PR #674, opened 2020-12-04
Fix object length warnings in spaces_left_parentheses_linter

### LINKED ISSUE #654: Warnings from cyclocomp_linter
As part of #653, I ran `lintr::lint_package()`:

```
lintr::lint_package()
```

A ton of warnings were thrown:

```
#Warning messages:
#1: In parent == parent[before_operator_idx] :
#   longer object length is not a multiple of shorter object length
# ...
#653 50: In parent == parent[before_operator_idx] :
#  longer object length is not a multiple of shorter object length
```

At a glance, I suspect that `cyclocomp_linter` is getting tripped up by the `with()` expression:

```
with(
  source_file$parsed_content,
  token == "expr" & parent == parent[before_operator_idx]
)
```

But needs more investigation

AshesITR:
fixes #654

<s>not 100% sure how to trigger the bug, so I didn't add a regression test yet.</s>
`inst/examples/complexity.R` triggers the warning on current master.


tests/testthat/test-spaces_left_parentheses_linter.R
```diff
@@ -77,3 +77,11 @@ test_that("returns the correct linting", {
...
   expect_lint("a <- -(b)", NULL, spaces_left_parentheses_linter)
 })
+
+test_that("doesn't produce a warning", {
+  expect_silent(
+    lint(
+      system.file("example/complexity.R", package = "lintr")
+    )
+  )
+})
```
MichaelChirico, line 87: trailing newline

---

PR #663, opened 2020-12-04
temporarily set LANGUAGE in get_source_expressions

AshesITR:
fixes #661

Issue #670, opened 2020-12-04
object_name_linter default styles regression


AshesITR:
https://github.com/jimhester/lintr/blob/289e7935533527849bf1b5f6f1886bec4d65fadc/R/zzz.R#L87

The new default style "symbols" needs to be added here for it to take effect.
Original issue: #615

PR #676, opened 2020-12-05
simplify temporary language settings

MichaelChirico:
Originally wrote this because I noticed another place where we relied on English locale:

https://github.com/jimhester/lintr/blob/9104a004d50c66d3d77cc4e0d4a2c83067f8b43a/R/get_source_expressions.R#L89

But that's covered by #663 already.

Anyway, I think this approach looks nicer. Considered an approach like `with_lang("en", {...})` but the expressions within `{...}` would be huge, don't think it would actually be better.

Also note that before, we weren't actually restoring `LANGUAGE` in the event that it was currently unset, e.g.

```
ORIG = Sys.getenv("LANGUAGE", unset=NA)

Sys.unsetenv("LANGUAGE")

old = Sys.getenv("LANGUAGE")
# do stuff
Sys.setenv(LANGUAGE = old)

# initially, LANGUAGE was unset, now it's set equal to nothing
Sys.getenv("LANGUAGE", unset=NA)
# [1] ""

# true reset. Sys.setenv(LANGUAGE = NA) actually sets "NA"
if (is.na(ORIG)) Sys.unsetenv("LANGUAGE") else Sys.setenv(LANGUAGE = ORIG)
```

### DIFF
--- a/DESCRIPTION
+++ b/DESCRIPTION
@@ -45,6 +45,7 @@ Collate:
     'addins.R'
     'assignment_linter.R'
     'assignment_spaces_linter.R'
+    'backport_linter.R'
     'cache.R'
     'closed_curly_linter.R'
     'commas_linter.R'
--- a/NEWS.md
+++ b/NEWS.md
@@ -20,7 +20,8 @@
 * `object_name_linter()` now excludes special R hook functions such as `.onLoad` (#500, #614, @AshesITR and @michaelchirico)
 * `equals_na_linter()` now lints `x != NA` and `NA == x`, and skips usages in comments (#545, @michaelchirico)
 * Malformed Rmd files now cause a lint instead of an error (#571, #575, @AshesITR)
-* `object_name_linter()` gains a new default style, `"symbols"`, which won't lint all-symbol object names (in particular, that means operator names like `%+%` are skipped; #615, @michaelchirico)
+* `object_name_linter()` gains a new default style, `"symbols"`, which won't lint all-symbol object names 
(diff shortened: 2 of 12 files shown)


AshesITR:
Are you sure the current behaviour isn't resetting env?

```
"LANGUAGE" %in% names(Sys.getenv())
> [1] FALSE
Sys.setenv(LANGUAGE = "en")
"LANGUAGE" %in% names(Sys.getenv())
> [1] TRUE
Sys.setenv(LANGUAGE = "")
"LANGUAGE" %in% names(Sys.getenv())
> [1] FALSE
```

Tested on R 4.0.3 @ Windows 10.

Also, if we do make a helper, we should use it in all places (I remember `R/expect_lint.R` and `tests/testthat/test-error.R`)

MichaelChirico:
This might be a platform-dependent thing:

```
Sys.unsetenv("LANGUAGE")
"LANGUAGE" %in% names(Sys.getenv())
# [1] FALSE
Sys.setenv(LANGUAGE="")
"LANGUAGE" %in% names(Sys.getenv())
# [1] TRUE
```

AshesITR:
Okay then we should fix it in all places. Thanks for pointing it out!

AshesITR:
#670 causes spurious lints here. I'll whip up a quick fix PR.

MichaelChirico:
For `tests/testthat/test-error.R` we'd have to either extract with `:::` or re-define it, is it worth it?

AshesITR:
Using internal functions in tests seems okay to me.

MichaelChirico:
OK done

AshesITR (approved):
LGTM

◆ What this task involves
Retype exactly the span of lines from the one with "PR #674, opened 2020-12-04" through the one with "MichaelChirico, line 87: trailing newline"; include both ends and omit the rest of the material.

◆ Finished task
PR #674, opened 2020-12-04
Fix object length warnings in spaces_left_parentheses_linter

### LINKED ISSUE #654: Warnings from cyclocomp_linter
As part of #653, I ran `lintr::lint_package()`:

```
lintr::lint_package()
```

A ton of warnings were thrown:

```
#Warning messages:
#1: In parent == parent[before_operator_idx] :
#   longer object length is not a multiple of shorter object length
# ...
#653 50: In parent == parent[before_operator_idx] :
#  longer object length is not a multiple of shorter object length
```

At a glance, I suspect that `cyclocomp_linter` is getting tripped up by the `with()` expression:

```
with(
  source_file$parsed_content,
  token == "expr" & parent == parent[before_operator_idx]
)
```

But needs more investigation

AshesITR:
fixes #654

<s>not 100% sure how to trigger the bug, so I didn't add a regression test yet.</s>
`inst/examples/complexity.R` triggers the warning on current master.


tests/testthat/test-spaces_left_parentheses_linter.R
```diff
@@ -77,3 +77,11 @@ test_that("returns the correct linting", {
...
   expect_lint("a <- -(b)", NULL, spaces_left_parentheses_linter)
 })
+
+test_that("doesn't produce a warning", {
+  expect_silent(
+    lint(
+      system.file("example/complexity.R", package = "lintr")
+    )
+  )
+})
```
MichaelChirico, line 87: trailing newline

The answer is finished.